Takayuki decided to pivot to a business model using SNS. Japan IP Studio used Twitter to not only communicate with fans to identify and forecast trends, but also used that information to provide planning proposals to Japanese content creators and introduce content to overseas companies.
However, building a fan-based business takes time. Though Takayuki was able to gain valuable data by using Twitter, it was difficult to show results in a short time frame. He decided to end his time at Moon after one year.
The project was unfortunately terminated, but Takayuki decided to continue the operation on his own. He devoted his personal time to his blog and Twitter, promoting the account at his own expense and continuing to introduce Japanese productions to overseas users in English. Japan IP Studio’s Twitter account now has a following of over 10,000 international anime fans.
Takayki emphasizes that he learned the importance of personal growth through his research at Moon and his Twitter operation. "I took advice from consultants and actually tried it out, but there were few successful social networking strategies that could be applied directly to what I had heard. I had to try it myself."
Takayuki explains further, "If you advertise too much, you are likely to lose followers rapidly afterwards. So, how much is just right?” He says that subtle adjustments to the strategy, like trying to find the right amount of advertising, would have been difficult to understand without actually trying it, and would have been something that no one could teach him.

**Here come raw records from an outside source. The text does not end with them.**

Issue #254, opened 2024-05-06
Investigate channel closed reports


miraclx:
```
2024-04-23T11:34:13.947392Z ERROR calimero_node: Failed to send transaction: No connected peers to send message to.
2024-04-23T11:34:13.947500Z ERROR calimero_server::jsonrpc: Failed to execute JSON RPC method err=HandlerError(Object {"ExecutionError": Object {"message": String("channel closed")}})
```

_Originally posted by @MatejVukosav in https://github.com/calimero-network/core/issues/176#issuecomment-2072319367_

PR #258, opened 2024-05-08
fix: handle outcome sender errors in the node and JSONRPC server

fbozic:
Fixes: #254 

Implement error handling for the outcome sender in node and JSON RPC. 
Implement `node-primitives` crate with the `ServerSender` and `CallError` types. `CallError` should cover almost all error cases which can occur during `call`/`call_mut`.
Refactored error handling in the node a bit.

Example of output from JSONRPC server.
```
{
  "jsonrpc": "2.0",
  "id": "dontcare",
  "error": {
    "cause": {
      "cause": {
        "application_id": "7039141d6a4bfbee3daa019746b3a44d13267f97fbdd6c8872f68da533c65d93"
      },
      "name": "ApplicationNotInstalled"
    },
    "name": "CallError"
  }
}
```

Example of logs from node:
```
2024-05-08T09:35:19.767562Z ERROR calimero_node: Failed to send transaction: Application is not installed.
2024-05-08T09:35:19.767565Z ERROR calimero_server::jsonrpc: Failed to execute JSON RPC method err=HandlerError(Object {"cause": Object {"cause": Object {"application_id": String("7039141d6a4bfbee3daa019746b3a44d13267f97fbdd6c8872f68da533c65d93")}, "name": String("ApplicationNotInstalled")}, "name": String("CallError")})
```

We can maybe reduce node logs a bit. Let me know what you think.

## Summary by CodeRabbit

- **New Features**
  - Introduced new types and error handling mechanisms in node communication.

- **Refactor**
  - Updated various dependencies and type references to use `calimero-node-primitives` for improved modularity and maintainability.
  - Revised error handling and logging for better clarity and robustness.

- **Bug Fixes**
  - Enhanced error mapping in JSON-RPC calls to provide more specific error messages.

### DIFF
--- a/crates/node-primitives/src/lib.rs
+++ b/crates/node-primitives/src/lib.rs
@@ -40,9 +40,7 @@ pub enum QueryCallError {
     ApplicationNotInstalled {
         application_id: calimero_primitives::application::ApplicationId,
     },
-    ExecutionError {
-        message: String,
-    },
+    InternalError,
 }
 
 #[derive(Clone, Debug, Serialize, Deserialize, Error)]
@@ -56,11 +54,5 @@ pub enum MutateCallError {
         application_id: calimero_primitives::application::ApplicationId,
     },
     NoConnectedPeers,
-    ExecutionError {
-        message: String,
-    },
-    FailedToPushTransaction {
-        message: String,
-    },
     InternalError,
 }
--- a/crates/node/src/lib.rs
+++ b/crates/node/src/lib.rs
@@ -459,11 +459,10 @@ impl Node {
 
         self.execute(application_id, None, method, payload)
             .await
-            .map_err(
-                |e| calimero_node_primitives::QueryCallError::ExecutionError {
-                    message: e.to_string(),
-                },
-            )
+            .map_err(|e| {
+                error!(%e,"Failed to execute query call.");
+                calimero_node_primitives::QueryCallError::InternalError
+            })
     }
 
     async fn call_mutate(
@@ -518,20 +517,16 @@ impl Node {
         };
 
         if let Err(err) = self
-            .push_action(
-                application_id.clone(),
-                types::PeerAction::Transaction(transaction),
-            )
+            .push_action(application_id, types::PeerAction::Transaction(transaction))
             .await
         {
-            let _ = self.tx_pool.remove(&tx_hash).expect(
-            "Failed to remove just inserted transaction from the pool. This is a bug and should be reported.",
-        );
-            return Err(
-                calimero_node_primitives::MutateCallError::FailedToPushTransaction {
-                    message: err.to_string(),
-                },
-            );
+            if self.tx_pool.remove(&tx_hash).is_none() {
+                error!("Failed to remove just inserted transaction from the pool. This is a bug and should be reported.");
+                return Err(calimero_node_primitives::MutateCallError::InternalError);
+            }
+
+            error!(%err, "Failed to push transaction over the network.");
+            return Err(calimero_node_primitives::MutateCallError::InternalError);
         }
 
         self.last_tx = tx_hash;
--- a/crates/server/src/lib.rs
+++ b/crates/server/src/lib.rs
@@ -71,7 +71,7 @@ pub async fn start(
     {
         if let Some((path, handler)) = jsonrpc::service(&config, server_sender.clone())? {
             app = app.route(path, handler);
-            // app = app.layer(middleware::auth::AuthSignatureLayer::new(store.clone()));
+            app = app.layer(middleware::auth::AuthSignatureLayer::new(store.clone()));
 
             serviced = true;
         }


crates/node/src/lib.rs
```diff
@@ -149,50 +146,56 @@ async fn handle_line(node: &mut Node, line: String) -> eyre::Result<()> {
...
-                                    println!("{IND}   Logs:");
-
-                                    for log in outcome.logs {
-                                        println!("{IND}     > {}", log.cyan());
+                                            for log in outcome.logs {
+                                                println!("{IND}     > {}", log.cyan());
+                                            }
+                                        }
                                     }
+                                    Err(_) => todo!(),
```
fbozic: Need to update this, some nice format would be nice. Or we can drop this completely, there is even todo to drop and replace with JSONRPC server.

crates/node/src/lib.rs
```diff
@@ -404,32 +407,59 @@ impl Node {
...
+        outcome_sender: oneshot::Sender<
+            Result<calimero_runtime::logic::Outcome, calimero_node_primitives::CallError>,
+        >,
     ) -> eyre::Result<calimero_primitives::hash::Hash> {
         if self.typ.is_coordinator() {
+            let _ =
+                outcome_sender.send(Err(calimero_node_primitives::CallError::InvalidNodeType {
+                    node_type: self.typ,
+                }));
             eyre::bail!("Coordinator can not create transactions!");
```
fbozic: Not sure if this is the practice, but atm we are returning error to 2 different consumers.

crates/sdk/macros/src/event.rs
```diff
@@ -78,40 +78,50 @@ impl<'a> TryFrom<EventImplInput<'a>> for EventImpl<'a> {
         match vis {
             syn::Visibility::Public(_) => {}
             syn::Visibility::Inherited => {
-                return Err(errors.finish(syn::Error::new_spanned(ident, errors::ParseError::NoPrivateEvent)));
+                return Err(errors.finish(syn::Error::new_spanned(
+                    ident,
+                    errors::ParseError::NoPrivateEvent,
+                )));
```
fbozic: Ran `cargo +nightly fmt`

crates/server/Cargo.toml
```diff
@@ -30,15 +30,13 @@ tower-sessions = { workspace = true, optional = true }
...
+calimero-node-primitives = { path = "../node-primitives" }
 calimero-identity = { path = "../identity" }
 calimero-primitives = { path = "../primitives" }
 calimero-runtime = { path = "../runtime" }
 calimero-server-primitives = { path = "../server-primitives" }
 calimero-store = { path = "../store" }
 
-[[example]]
-name = "demo"
-
```
fbozic, line 41: It was broken so I've removed it

crates/node/src/lib.rs
miraclx: At this point, I'd distinguish between the server's channel and the internal one.

This function should return a structured error as a result, the caller (from the node) would then serialize that over the server's sender.

crates/sdk/macros/src/event.rs
miraclx: Thanks - https://github.com/calimero-network/core/pull/259

crates/server/src/lib.rs
```diff
@@ -20,19 +20,9 @@ pub mod ws;
...
     "/calimero/experimental/app/9SFTEoc6RBHtCn9b6cm4PPmhYzrogaMCd5CRiYAQichP";
 
-// TODO: add comments or even better make it explicit types
-type ServerSender = mpsc::Sender<(
-    // todo! move to calimero-node-primitives
-    calimero_primitives::application::ApplicationId,
-    String,
-    Vec<u8>,
-    bool,
-    oneshot::Sender<calimero_runtime::logic::Outcome>,
```
miraclx, line 30: `calimero_runtime` dep can be removed now

or at least moved to dev-deps since `demo` still depends on it

crates/server/src/jsonrpc.rs
```diff
@@ -138,29 +136,32 @@ impl<T: Serialize, E: Serialize> ToResponseBody for Result<T, RpcError<E>> {
...
 pub(crate) async fn call(
-    sender: crate::ServerSender,
+    sender: calimero_node_primitives::ServerSender,
     application_id: calimero_primitives::application::ApplicationId,
     method: String,
     args: Vec<u8>,
     writes: bool,
 ) -> eyre::Result<Option<String>> {
-    let (result_sender, result_receiver) = oneshot::channel();
+    let (outcome_sender, result_receiver) = oneshot::channel();
```
miraclx: these should at least share a common denominator for idents to show that they are related

crates/server/Cargo.toml
miraclx: what was the error?

crates/server-primitives/src/jsonrpc.rs
```diff
@@ -134,8 +135,9 @@ pub struct MutateResponse {
 
 #[derive(Debug, Serialize, Deserialize, Error)]
 #[error("MutateError")]
+#[serde(tag = "name", content = "cause")]
```
miraclx: Let's keep the current standard to be consistent with the rest of the codebase, so when we migrate to this pattern in a follow-up PR, it would be for all the wire types.

crates/node-primitives/Cargo.toml
```diff
@@ -0,0 +1,16 @@
...
+license.workspace = true
+
+[dependencies]
+serde = { workspace = true, features = ["derive"] }
+thiserror.workspace = true
+tokio.workspace = true
+serde_json.workspace = true
+
+calimero-primitives = { path = "../primitives" }
+calimero-runtime = { path = "../runtime" }
```
miraclx, line 17: put a todo here to extract primitives from runtime (future effort), as right now we're unintentionally bundling `wasmer` into `calimero-node-primitives`

as a rule of thumb, primitives should depend on primitives, and nothing else.

crates/node-primitives/Cargo.toml
```diff
@@ -0,0 +1,16 @@
...
+version = "0.1.0"
+authors.workspace = true
+edition.workspace = true
+repository.workspace = true
+license.workspace = true
+
+[dependencies]
+serde = { workspace = true, features = ["derive"] }
+thiserror.workspace = true
+tokio.workspace = true
```
miraclx: This, I'd expect to fail when building just `calimero-node-primitives`, because `mpsc` and `oneshot` rely on the tokio `sync` feature flag being activated (it's implicitly activated by other dependencies of `calimero-node` but this crate has no such luck.

Ideally, as part of our CI efforts, we should build each crate independently to ensure all their minimum requirements for independent builds are met and not require "peer dependencies" for side effect activations.

crates/server/Cargo.toml
fbozic: it wasn't compiling, some invalid method signature(s). should I add it back and fix it?

miraclx: It's fine, leave it out.

crates/server/src/jsonrpc.rs
fbozic: good point, missed this one

crates/node/src/lib.rs
fbozic: I have to pass outcome_sender to call_mut method because it needs to be stored in tx_pool. I am not sure how to push the Result to outcome_sender from the caller of call_mut because I've moved ownership to call_mut. I would have to return outcome_sender back to the caller. Is that the idea?
TBH I would prefer to drop duplicate error reporting and not move outcome_sender soo much.

crates/node-primitives/Cargo.toml
fbozic: Added explicit `sync` feature flag
> Ideally, as part of our CI efforts, we should build each crate independently to ensure all their minimum requirements for independent builds are met and not require "peer dependencies" for side effect activations.

I agree

crates/server/src/lib.rs
fbozic: removed, because `demo` is removed as well

crates/node-primitives/Cargo.toml
miraclx: Linked in https://github.com/calimero-network/core/issues/265

crates/server-primitives/src/jsonrpc.rs
```diff
@@ -111,7 +111,6 @@ pub struct QueryResponse {
 
 #[derive(Debug, Serialize, Deserialize, Error)]
 #[error("QueryError")]
-#[serde(tag = "name", content = "cause")]
```
miraclx: should be `#[serde(tag = "type", content = "data")]` right?

https://github.com/calimero-network/core/blob/5bba02a22bc9ffc2f0677036fdd0e10dd942300e/crates/server-primitives/src/jsonrpc.rs#L87-L88

crates/node/src/lib.rs
fbozic: updated

crates/node/src/lib.rs
```diff
@@ -414,60 +473,44 @@ impl Node {
...
+    async fn prepare_transaction(
         &mut self,
         application_id: calimero_primitives::application::ApplicationId,
         method: String,
         payload: Vec<u8>,
-        outcome_sender: oneshot::Sender<
-            Result<calimero_runtime::logic::Outcome, calimero_node_primitives::CallError>,
-        >,
-    ) -> eyre::Result<calimero_primitives::hash::Hash> {
+    ) -> eyre::Result<calimero_primitives::transaction::Transaction> {
```
miraclx: there already is a concrete error type definition of the only way this function can fail, type erasure and eventual downcasting is not an ideal implementation

use the concrete `Result<Tx, CallError>` instead

elaborated in second comment

crates/node/src/lib.rs
```diff
@@ -414,60 +473,44 @@ impl Node {
...
+            .await
+            .map_err(|e| {
+                eyre!(calimero_node_primitives::CallError::ExecutionError {
+                    message: e.to_string(),
+                })
+            })
     }
 
-    pub async fn call_mut(
+    async fn prepare_transaction(
```
miraclx: It's not guaranteed that the transaction returned here will be committable

The caller would have to know to immediately make the commit call which increases the scope of things that aren't intuitive and rely on prior knowledge on how the system works

These things are halves of the same intent, keeping them together is the better approach

So while in the scope of one function, it can check to guarantee the minimum requirements, and proceed to send

If I understand correctly, this design was to mitigate the fact that we pass the `Sender` by value to the `call_mut` method

Here's what I'll do instead (at this point, all the server handling logic that's embedded inside the `select!` block can be extracted into a method)

```rust
enum CallError {
  Query(QueryCallError),
  Mutable(MutableCallError),
}

enum QueryCallError {}
enum MutableCallError {}
```

the node<->server `Sender` should pass `Result<Outcome, CallError>`
but while handling the server's request, create a local sender that will be used for the rest of the transaction

The `call` and `call_mut` signatures don't need to change, the error handling does though.

Just return the relevant error out of them.

Then in the server handler, we receive the `Sender<Result<Outcome, CallError>>`, create a shiny new `oneshot::Sender<Outcome>` that we can pass to `call_mut` which should return immediately with a result whose `Err(MutCallErr)` we can wrap in a `CallError` to be written to the received `Sender`.

If things worked fine `Ok(TxHash)`, we should `tokio::spawn` a task that awaits the locally created `Sender` and on result, finishes the request `Ok(Outcome)`

crates/server/src/jsonrpc/mutate.rs
```diff
@@ -35,8 +35,9 @@ async fn handle(
             }),
         },
         Ok(None) => Ok(MutateResponse { output: None }),
-        Err(err) => eyre::bail!(MutateError::ExecutionError {
-            message: err.to_string()
-        }),
+        Err(err) => match err.downcast::<calimero_node_primitives::CallError>() {
+            Ok(err) => eyre::bail!(MutateError::CallError(err)),
+            Err(err) => eyre::bail!(err),
+        },
```
fbozic: Is downcasting here okay? Or should I update upstream `call` return `super::CallError` which will wrap inner `CallError`, `FunctionCallError` and `InternalError`.

fbozic: I've removed downcasting.

crates/server/src/jsonrpc.rs
```diff
@@ -135,32 +136,51 @@ impl<T: Serialize, E: Serialize> ToResponseBody for Result<T, RpcError<E>> {
...
+}
+
+pub(crate) async fn call2(
     sender: calimero_node_primitives::ServerSender,
     application_id: calimero_primitives::application::ApplicationId,
     method: String,
     args: Vec<u8>,
     writes: bool,
-) -> eyre::Result<Option<String>> {
+) -> Result<Option<String>, CallError> {
```
miraclx, line 153: don't think you should be forced to reuse the same type here

`CallError` is a node error indication, the server can have it's own that wraps the node's

Especially since the node can't construct the `UpstreamFunctionCallError` variant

He believes that an individual’s hands-on experience brings the greatest benefits to a business group or organization. "Right now, I'm using my personal time to increase my social influence as much as possible through the Japan IP Studio account… I think it is better for individuals to first gain experience and then apply it to their own business where it will be mutually beneficial. That alone has the potential to create great synergy."
Takayuki, who also holds an MBA from the University of Wales and a PLD (Program for Leadership Development) from Harvard Business School, shares that creating connections, such as the personal ties of alumni, can also help build business. "Harvard Business School has an alumni association called HBS Alumni. Everyone has left for their own paths, but the concept of alumni is to loosely unite them… in five or ten years, if the internal entrepreneurs at Mitsui and Moon can create synergies within their networks, the relationship between them should be a great asset.”
He explains the necessity of networking, sharing information, and receiving feedback in order to make a business successful, and how a collaborative environment is beneficial for innovation. “It is similar to checking out of a hotel. ‘How was your stay? Please let us know if there is anything we can improve on, and please come back and have a nice trip!’ I think Moon is playing an important role in promoting such an environment within the Mitsui & Co. group.”